- **REQUIRED WORK**:
Restate the data below word for word, leaving nothing out.

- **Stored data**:
================
PR #272, opened 2023-10-22
Rework glucose dialog

dnzxy:
* Refactor manual glucose entry from popup to sheet-based dialog
* Adds delete dialog to glucose entries, i.e., streamlining it to how treatments are deleted
* Small refactoring for DateTableStateModel: pass glucose object instead of index on deletion
* Change "Add" button to proper button with text and icon above list

This dialog uses the same design/style and UX as the proposed non-pump insulin dialog of PR #271. It uses a sheet-based layout and adds a button above the list below the `Picker` element.

Side note: A big **improvement** over popovers is that iOS users are *used to* these sheet views from a navigation perspective and that they bring a better UX than popovers imho, e.g. a user can swipe-away-to-close these sheets.

This feature was inititally proposed through PR #236. Please see that PR for user feedback (about a dozen people have tested this) and test feedback. Many users requests a button with text and icon, so I added it back (it was removed from 236).

| New Glucose Dialog | &nbsp; | &nbsp; |
|--------|--------|--------|
| Image | image | image |
| image | image | image |


Jon-b-m:
I have 2 comments.
1. I suggest having the button on first row, instead of adding a new element to this Form. This enables us to also add a similar row to the list with treatments, as has been suggested elsewhere with a show future entries button. 
image. Above is just a quick minute draft, and I think it look even better if first row is using another background, like greyish, like the one Daniel in Discord was displaying.
2. The delete glucose doesn't need an alert. The Apple UX with dragging a red row the entire way to the left is enough as .

dnzxy:
Good morning @Jon-b-m , thanks for the feedback. 

> 1. I suggest having the button on first row, instead of adding a new element to this Form. This enables us to also add a similar row to the list with treatments, as has been suggested elsewhere with a show future entries button.

I like this and will add this. 

> 2. The delete glucose doesn't need an alert. The Apple UX with dragging a red row the entire way to the left is enough as is.

This is inconsistent behaviour throughout the different delete actions in history. Given that swiping (without authentication for glucose) can also be done by accident, I think we should do it here as well. It's just consistent, that iAPS asks for some kind of user confirmation before the user can delete any entry from the app.

> 3. I don't like the refactoring of delete glucose, as you're now using more code to perform same function. More clean and stringent and Apple-ish before.

As this is one PR in a row of PRs, the entire deletion will actually end up living in a single function. You can compare the deletion from PR #236 where it was already done like that. I fully agree, it's not nice like it is now, but it will end up living in a very dynamic and nice function once we are done.

Jon-b-m:
Regarding the delete we already have swipe to delete. It's really clear as is. I pushed my suggestion to dev to make it easier for you. In fact probably better for you to close this particular PR, to avoid double work as it's already implemented in dev. The pop-up for glucose I can remove myself.

dnzxy:
> Regarding the delete we already have swipe to delete. It's really clear as is. I pushed my suggestion to dev to make it easier for you. In fact probably better for you to close this particular PR, to avoid double work as it's already implemented in dev. The pop-up for glucose I can remove myself.

Okay, I can pull in dev and fix this quickly so you don’t have to do it. Whichever you prefer.

dnzxy:
@Jon-b-m the discussed changes are implemented now. Please see latest commit `48a4862` 🚀 

## Reworked glucose list
| Dark mode | Light mode |
|--------|--------|
| image | image |

Jon-b-m:
The updated glucose design is already in dev. Please updated your PR and add just the new glucose form.

dnzxy:
If you take a look at my commit, I pulled in latest dev already but changed the colors and the icon to be consistent with PR #271 and added back the unit to specifc rows. 

Many users had suggested they need button texts with any (+) button, so it stays „Glucose (+)“ here and the units are back with the glucose values. 

It’s current dev, just updated 😊😊

Jon-b-m:
Please don't make changes to newly committed dev commits in this PR, as this makes it hard for me to merge. 

1. It makes no sense to have a button coloured grey (you don't see this anywhere in iAPS or in any other app). 
2. It makes no sense to show unit for every row (you normally never see this in a proper data table). Here's an example for from Apple (very similar top my example):
image

Conclusion: please keep the dev changes!

dnzxy:
Thanks for hinting me at the button color, that was my mistake. I thought I had changed that, oversight on my part.

It makes sense to show it, as we need a text-label for a button. Users have demanded that.
For comparison, this is xDrip4iOS, it shows unit labels per row. In my personal opinion, this makes sense. 
IMG_0215248D30C6-1

Jon-b-m:
xdrip would look cleaner with a unit header instead, but this is not xdrip.

dnzxy:
Okay. I reverted it with one last change I hope you can accept: I made it so, that the unit text is also part of the button, so the finger of the user has a larger surface area to tap in order to open the dialog. Looks like this:

| Dark mode | Light mode |
|--------|--------|
| image | image | 
| image | image |

Is it okay like so? This essentially adds:
* New dialog for glucose entry
* Button extended to include text with ⊕ icon

Jon-b-m:
Again it's already in dev 🙂. you don't need to change this dev UI. Also why are you displaying unit in blue? Used dev as base fro your PR, please. Just remove the pop-up in this PR.

dnzxy:
> Again it's already in dev 🙂. you don't need to change this dev UI. Also why are you displaying unit in blue? Used dev as base fro your PR, please. Just remove the pop-up in this PR.

Dev **is** the base for this PR. I don't really understand the issue, sorry. I've pulled it in various times now.
image

This PR builds upon dev, as all PR we push to dev do. It slightly changes a few things:
* The popup is removed.
* The unit is now blue so that *clickable surface area* for the button is bigger than just a tiny ⊕ symbol. For the users like me with clumsy fingers.
* The deletion is just changed slightly to make use of the item `glucose` instead of the `offset` index, because that will be needed once I start working on the 3 tab layout thing. If it really bothers you that this is in here, I can remove it now and add it back later; it will be needed for the other stuff.

Jon-b-m:
Sorry, but I would like for you to JUST remove the poop-up in this PR. Don't change anything else, please. Because then I can merge it instantly.

Jon-b-m:
Almost there! But you sneaked  in a few other changes not needed:

Delete  the @Published var manualGlucoseDate = Date() you added. Not needed.
Remove the debug about Health. It's in the wrong place. Doesn't belong here.
The  // Reset amount to 0 for next entry.  manualGlucose = 0  is also not needed. here. It's looks heavy-handed

Jon-b-m:
More moments;

Remove the 
.disabled(state.manualGlucose < limitLow || state.manualGlucose > limitHigh)

And instead add a 
.disabled(state.manualGlucose <= 0)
================
- **WORKED SOLUTION**:
PR #272, opened 2023-10-22
Rework glucose dialog

dnzxy:
* Refactor manual glucose entry from popup to sheet-based dialog
* Adds delete dialog to glucose entries, i.e., streamlining it to how treatments are deleted
* Small refactoring for DateTableStateModel: pass glucose object instead of index on deletion
* Change "Add" button to proper button with text and icon above list

This dialog uses the same design/style and UX as the proposed non-pump insulin dialog of PR #271. It uses a sheet-based layout and adds a button above the list below the `Picker` element.

Side note: A big **improvement** over popovers is that iOS users are *used to* these sheet views from a navigation perspective and that they bring a better UX than popovers imho, e.g. a user can swipe-away-to-close these sheets.

This feature was inititally proposed through PR #236. Please see that PR for user feedback (about a dozen people have tested this) and test feedback. Many users requests a button with text and icon, so I added it back (it was removed from 236).

| New Glucose Dialog | &nbsp; | &nbsp; |
|--------|--------|--------|
| Image | image | image |
| image | image | image |


Jon-b-m:
I have 2 comments.
1. I suggest having the button on first row, instead of adding a new element to this Form. This enables us to also add a similar row to the list with treatments, as has been suggested elsewhere with a show future entries button. 
image. Above is just a quick minute draft, and I think it look even better if first row is using another background, like greyish, like the one Daniel in Discord was displaying.
2. The delete glucose doesn't need an alert. The Apple UX with dragging a red row the entire way to the left is enough as .

dnzxy:
Good morning @Jon-b-m , thanks for the feedback. 

> 1. I suggest having the button on first row, instead of adding a new element to this Form. This enables us to also add a similar row to the list with treatments, as has been suggested elsewhere with a show future entries button.

I like this and will add this. 

> 2. The delete glucose doesn't need an alert. The Apple UX with dragging a red row the entire way to the left is enough as is.

This is inconsistent behaviour throughout the different delete actions in history. Given that swiping (without authentication for glucose) can also be done by accident, I think we should do it here as well. It's just consistent, that iAPS asks for some kind of user confirmation before the user can delete any entry from the app.

> 3. I don't like the refactoring of delete glucose, as you're now using more code to perform same function. More clean and stringent and Apple-ish before.

As this is one PR in a row of PRs, the entire deletion will actually end up living in a single function. You can compare the deletion from PR #236 where it was already done like that. I fully agree, it's not nice like it is now, but it will end up living in a very dynamic and nice function once we are done.

Jon-b-m:
Regarding the delete we already have swipe to delete. It's really clear as is. I pushed my suggestion to dev to make it easier for you. In fact probably better for you to close this particular PR, to avoid double work as it's already implemented in dev. The pop-up for glucose I can remove myself.

dnzxy:
> Regarding the delete we already have swipe to delete. It's really clear as is. I pushed my suggestion to dev to make it easier for you. In fact probably better for you to close this particular PR, to avoid double work as it's already implemented in dev. The pop-up for glucose I can remove myself.

Okay, I can pull in dev and fix this quickly so you don’t have to do it. Whichever you prefer.

dnzxy:
@Jon-b-m the discussed changes are implemented now. Please see latest commit `48a4862` 🚀 

## Reworked glucose list
| Dark mode | Light mode |
|--------|--------|
| image | image |

Jon-b-m:
The updated glucose design is already in dev. Please updated your PR and add just the new glucose form.

dnzxy:
If you take a look at my commit, I pulled in latest dev already but changed the colors and the icon to be consistent with PR #271 and added back the unit to specifc rows. 

Many users had suggested they need button texts with any (+) button, so it stays „Glucose (+)“ here and the units are back with the glucose values. 

It’s current dev, just updated 😊😊

Jon-b-m:
Please don't make changes to newly committed dev commits in this PR, as this makes it hard for me to merge. 

1. It makes no sense to have a button coloured grey (you don't see this anywhere in iAPS or in any other app). 
2. It makes no sense to show unit for every row (you normally never see this in a proper data table). Here's an example for from Apple (very similar top my example):
image

Conclusion: please keep the dev changes!

dnzxy:
Thanks for hinting me at the button color, that was my mistake. I thought I had changed that, oversight on my part.

It makes sense to show it, as we need a text-label for a button. Users have demanded that.
For comparison, this is xDrip4iOS, it shows unit labels per row. In my personal opinion, this makes sense. 
IMG_0215248D30C6-1

Jon-b-m:
xdrip would look cleaner with a unit header instead, but this is not xdrip.

dnzxy:
Okay. I reverted it with one last change I hope you can accept: I made it so, that the unit text is also part of the button, so the finger of the user has a larger surface area to tap in order to open the dialog. Looks like this:

| Dark mode | Light mode |
|--------|--------|
| image | image | 
| image | image |

Is it okay like so? This essentially adds:
* New dialog for glucose entry
* Button extended to include text with ⊕ icon

Jon-b-m:
Again it's already in dev 🙂. you don't need to change this dev UI. Also why are you displaying unit in blue? Used dev as base fro your PR, please. Just remove the pop-up in this PR.

dnzxy:
> Again it's already in dev 🙂. you don't need to change this dev UI. Also why are you displaying unit in blue? Used dev as base fro your PR, please. Just remove the pop-up in this PR.

Dev **is** the base for this PR. I don't really understand the issue, sorry. I've pulled it in various times now.
image

This PR builds upon dev, as all PR we push to dev do. It slightly changes a few things:
* The popup is removed.
* The unit is now blue so that *clickable surface area* for the button is bigger than just a tiny ⊕ symbol. For the users like me with clumsy fingers.
* The deletion is just changed slightly to make use of the item `glucose` instead of the `offset` index, because that will be needed once I start working on the 3 tab layout thing. If it really bothers you that this is in here, I can remove it now and add it back later; it will be needed for the other stuff.

Jon-b-m:
Sorry, but I would like for you to JUST remove the poop-up in this PR. Don't change anything else, please. Because then I can merge it instantly.

Jon-b-m:
Almost there! But you sneaked  in a few other changes not needed:

Delete  the @Published var manualGlucoseDate = Date() you added. Not needed.
Remove the debug about Health. It's in the wrong place. Doesn't belong here.
The  // Reset amount to 0 for next entry.  manualGlucose = 0  is also not needed. here. It's looks heavy-handed

Jon-b-m:
More moments;

Remove the 
.disabled(state.manualGlucose < limitLow || state.manualGlucose > limitHigh)

And instead add a 
.disabled(state.manualGlucose <= 0)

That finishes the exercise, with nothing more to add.